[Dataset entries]

***

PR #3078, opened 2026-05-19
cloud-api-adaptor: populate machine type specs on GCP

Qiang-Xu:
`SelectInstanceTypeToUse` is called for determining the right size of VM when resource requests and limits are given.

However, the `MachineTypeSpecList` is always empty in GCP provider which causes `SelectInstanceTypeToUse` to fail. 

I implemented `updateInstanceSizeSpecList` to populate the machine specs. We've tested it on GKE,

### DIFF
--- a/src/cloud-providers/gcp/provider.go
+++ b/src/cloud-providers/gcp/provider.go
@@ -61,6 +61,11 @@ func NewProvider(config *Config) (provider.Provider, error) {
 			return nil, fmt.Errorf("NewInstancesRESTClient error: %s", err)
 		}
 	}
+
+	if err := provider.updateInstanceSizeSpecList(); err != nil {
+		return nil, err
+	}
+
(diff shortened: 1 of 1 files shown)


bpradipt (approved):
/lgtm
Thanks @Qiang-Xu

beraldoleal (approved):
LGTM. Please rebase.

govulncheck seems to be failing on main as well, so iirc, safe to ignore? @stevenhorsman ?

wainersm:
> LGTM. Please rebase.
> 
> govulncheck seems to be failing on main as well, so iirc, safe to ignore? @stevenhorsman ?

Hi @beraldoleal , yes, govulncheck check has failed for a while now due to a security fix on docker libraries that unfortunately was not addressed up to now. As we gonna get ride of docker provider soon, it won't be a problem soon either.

***

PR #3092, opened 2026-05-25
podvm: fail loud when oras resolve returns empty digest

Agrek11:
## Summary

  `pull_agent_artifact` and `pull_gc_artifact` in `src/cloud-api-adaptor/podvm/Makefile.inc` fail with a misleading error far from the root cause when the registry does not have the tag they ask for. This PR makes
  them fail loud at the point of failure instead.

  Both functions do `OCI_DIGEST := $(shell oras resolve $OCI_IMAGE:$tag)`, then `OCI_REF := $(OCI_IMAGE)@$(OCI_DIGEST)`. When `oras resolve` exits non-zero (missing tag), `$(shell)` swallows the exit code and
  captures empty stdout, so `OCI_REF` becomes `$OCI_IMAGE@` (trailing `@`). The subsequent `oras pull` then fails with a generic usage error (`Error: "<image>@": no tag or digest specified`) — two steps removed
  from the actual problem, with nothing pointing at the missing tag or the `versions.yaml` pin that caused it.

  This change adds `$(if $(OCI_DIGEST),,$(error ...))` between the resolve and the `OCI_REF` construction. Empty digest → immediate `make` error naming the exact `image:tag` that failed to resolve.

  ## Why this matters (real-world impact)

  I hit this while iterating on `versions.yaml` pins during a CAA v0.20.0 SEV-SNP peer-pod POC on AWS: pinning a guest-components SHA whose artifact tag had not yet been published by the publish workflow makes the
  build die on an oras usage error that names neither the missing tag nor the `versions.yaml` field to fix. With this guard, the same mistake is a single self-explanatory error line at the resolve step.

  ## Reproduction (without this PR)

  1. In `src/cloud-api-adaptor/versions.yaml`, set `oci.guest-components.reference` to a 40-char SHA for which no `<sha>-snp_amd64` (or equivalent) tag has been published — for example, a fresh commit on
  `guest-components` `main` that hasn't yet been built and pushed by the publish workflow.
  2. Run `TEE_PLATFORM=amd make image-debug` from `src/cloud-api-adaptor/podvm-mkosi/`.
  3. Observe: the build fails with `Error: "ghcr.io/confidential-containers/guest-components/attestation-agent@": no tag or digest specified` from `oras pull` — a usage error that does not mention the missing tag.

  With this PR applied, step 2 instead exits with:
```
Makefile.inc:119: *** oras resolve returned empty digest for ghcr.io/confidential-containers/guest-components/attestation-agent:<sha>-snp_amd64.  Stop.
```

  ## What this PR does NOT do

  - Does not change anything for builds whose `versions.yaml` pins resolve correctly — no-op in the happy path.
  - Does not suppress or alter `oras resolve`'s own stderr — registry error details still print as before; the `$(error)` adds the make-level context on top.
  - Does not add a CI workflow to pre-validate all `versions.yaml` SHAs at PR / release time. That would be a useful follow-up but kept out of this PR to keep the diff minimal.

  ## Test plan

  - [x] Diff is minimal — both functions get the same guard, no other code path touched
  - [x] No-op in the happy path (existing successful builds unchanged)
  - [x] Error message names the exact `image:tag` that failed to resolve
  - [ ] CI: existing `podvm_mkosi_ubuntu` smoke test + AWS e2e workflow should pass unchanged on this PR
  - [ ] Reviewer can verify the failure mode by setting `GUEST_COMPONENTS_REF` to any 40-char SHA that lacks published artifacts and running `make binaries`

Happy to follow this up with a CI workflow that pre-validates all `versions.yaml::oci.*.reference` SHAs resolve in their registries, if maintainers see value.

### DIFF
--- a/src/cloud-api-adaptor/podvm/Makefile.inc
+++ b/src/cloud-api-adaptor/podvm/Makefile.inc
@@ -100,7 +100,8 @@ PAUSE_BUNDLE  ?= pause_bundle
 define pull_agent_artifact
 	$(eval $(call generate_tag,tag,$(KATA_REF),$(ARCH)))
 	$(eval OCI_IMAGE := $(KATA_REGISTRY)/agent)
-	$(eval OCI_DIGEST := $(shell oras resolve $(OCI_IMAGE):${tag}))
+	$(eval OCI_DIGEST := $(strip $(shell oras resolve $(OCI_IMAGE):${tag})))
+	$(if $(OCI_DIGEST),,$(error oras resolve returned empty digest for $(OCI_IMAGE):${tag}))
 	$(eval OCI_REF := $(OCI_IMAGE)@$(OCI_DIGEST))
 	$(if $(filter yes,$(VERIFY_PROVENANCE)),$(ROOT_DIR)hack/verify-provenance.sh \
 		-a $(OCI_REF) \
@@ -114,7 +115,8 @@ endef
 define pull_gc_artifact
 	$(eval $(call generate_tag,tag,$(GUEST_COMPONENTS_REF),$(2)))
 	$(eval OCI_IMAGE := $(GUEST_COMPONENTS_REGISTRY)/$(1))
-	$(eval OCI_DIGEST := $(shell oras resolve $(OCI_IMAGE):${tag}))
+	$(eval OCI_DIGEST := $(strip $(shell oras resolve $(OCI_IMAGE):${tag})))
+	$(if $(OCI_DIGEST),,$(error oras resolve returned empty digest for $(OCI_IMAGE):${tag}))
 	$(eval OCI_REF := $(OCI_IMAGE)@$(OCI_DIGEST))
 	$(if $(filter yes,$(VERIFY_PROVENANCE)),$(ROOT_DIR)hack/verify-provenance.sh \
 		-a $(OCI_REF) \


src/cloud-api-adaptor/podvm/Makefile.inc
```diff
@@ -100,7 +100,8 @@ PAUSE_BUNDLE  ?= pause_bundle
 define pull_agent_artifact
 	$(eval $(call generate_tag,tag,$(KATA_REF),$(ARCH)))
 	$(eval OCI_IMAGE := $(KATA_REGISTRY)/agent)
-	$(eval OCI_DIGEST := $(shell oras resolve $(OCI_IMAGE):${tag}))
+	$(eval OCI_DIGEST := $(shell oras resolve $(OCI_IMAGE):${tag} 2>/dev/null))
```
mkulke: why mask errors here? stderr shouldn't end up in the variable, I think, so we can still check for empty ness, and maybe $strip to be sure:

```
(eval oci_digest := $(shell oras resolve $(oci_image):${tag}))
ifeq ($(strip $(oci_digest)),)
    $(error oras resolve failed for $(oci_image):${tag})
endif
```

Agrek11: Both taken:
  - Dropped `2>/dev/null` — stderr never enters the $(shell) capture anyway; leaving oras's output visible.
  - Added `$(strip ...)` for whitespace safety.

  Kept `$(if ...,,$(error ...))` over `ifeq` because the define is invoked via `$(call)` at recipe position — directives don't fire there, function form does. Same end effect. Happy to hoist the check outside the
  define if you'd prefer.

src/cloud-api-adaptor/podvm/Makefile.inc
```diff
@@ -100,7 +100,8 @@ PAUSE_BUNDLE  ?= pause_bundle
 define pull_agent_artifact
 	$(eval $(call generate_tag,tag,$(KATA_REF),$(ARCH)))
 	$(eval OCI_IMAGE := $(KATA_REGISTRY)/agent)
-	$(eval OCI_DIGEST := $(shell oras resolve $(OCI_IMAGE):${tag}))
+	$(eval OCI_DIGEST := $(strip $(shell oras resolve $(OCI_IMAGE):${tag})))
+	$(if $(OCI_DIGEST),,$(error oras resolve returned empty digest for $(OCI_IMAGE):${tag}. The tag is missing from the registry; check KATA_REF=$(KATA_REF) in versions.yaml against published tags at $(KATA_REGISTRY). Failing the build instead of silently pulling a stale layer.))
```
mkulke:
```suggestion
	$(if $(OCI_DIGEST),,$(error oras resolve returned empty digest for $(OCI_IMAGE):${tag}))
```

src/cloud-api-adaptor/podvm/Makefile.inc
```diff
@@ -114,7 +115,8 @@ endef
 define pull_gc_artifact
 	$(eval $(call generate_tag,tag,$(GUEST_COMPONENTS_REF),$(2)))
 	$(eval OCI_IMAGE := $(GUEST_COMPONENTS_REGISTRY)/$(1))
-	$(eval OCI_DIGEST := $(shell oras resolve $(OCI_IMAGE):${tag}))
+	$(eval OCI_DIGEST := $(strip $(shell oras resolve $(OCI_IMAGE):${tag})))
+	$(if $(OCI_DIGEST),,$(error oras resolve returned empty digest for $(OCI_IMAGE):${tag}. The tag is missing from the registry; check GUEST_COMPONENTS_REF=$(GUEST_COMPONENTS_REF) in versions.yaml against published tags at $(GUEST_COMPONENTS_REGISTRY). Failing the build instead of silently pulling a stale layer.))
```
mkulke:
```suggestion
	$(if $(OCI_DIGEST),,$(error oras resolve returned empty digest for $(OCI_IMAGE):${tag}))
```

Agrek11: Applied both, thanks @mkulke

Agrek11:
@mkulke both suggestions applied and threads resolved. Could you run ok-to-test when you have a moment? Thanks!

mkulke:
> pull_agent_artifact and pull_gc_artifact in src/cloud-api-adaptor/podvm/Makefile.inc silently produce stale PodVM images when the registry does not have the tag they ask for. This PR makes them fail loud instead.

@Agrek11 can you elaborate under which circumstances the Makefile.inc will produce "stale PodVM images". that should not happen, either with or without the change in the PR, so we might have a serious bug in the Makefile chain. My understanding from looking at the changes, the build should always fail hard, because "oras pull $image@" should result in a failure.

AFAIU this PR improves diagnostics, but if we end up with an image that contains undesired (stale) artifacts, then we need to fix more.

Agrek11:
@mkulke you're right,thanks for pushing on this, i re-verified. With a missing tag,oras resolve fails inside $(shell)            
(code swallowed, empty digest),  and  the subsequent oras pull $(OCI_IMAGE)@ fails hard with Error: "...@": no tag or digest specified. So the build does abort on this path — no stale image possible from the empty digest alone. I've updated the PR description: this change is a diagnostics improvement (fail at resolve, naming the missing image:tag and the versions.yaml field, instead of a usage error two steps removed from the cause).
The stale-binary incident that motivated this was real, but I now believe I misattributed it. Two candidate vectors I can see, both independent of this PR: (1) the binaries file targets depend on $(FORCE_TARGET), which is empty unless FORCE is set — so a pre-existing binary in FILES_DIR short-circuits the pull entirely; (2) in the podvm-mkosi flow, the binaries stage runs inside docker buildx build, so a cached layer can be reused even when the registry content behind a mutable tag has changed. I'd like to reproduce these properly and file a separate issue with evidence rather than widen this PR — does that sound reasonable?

***

Problem details> Pull out all lines from the entries above in which the word "artifacts" appears.

Solution below>
  - [ ] Reviewer can verify the failure mode by setting `GUEST_COMPONENTS_REF` to any 40-char SHA that lacks published artifacts and running `make binaries`
AFAIU this PR improves diagnostics, but if we end up with an image that contains undesired (stale) artifacts, then we need to fix more.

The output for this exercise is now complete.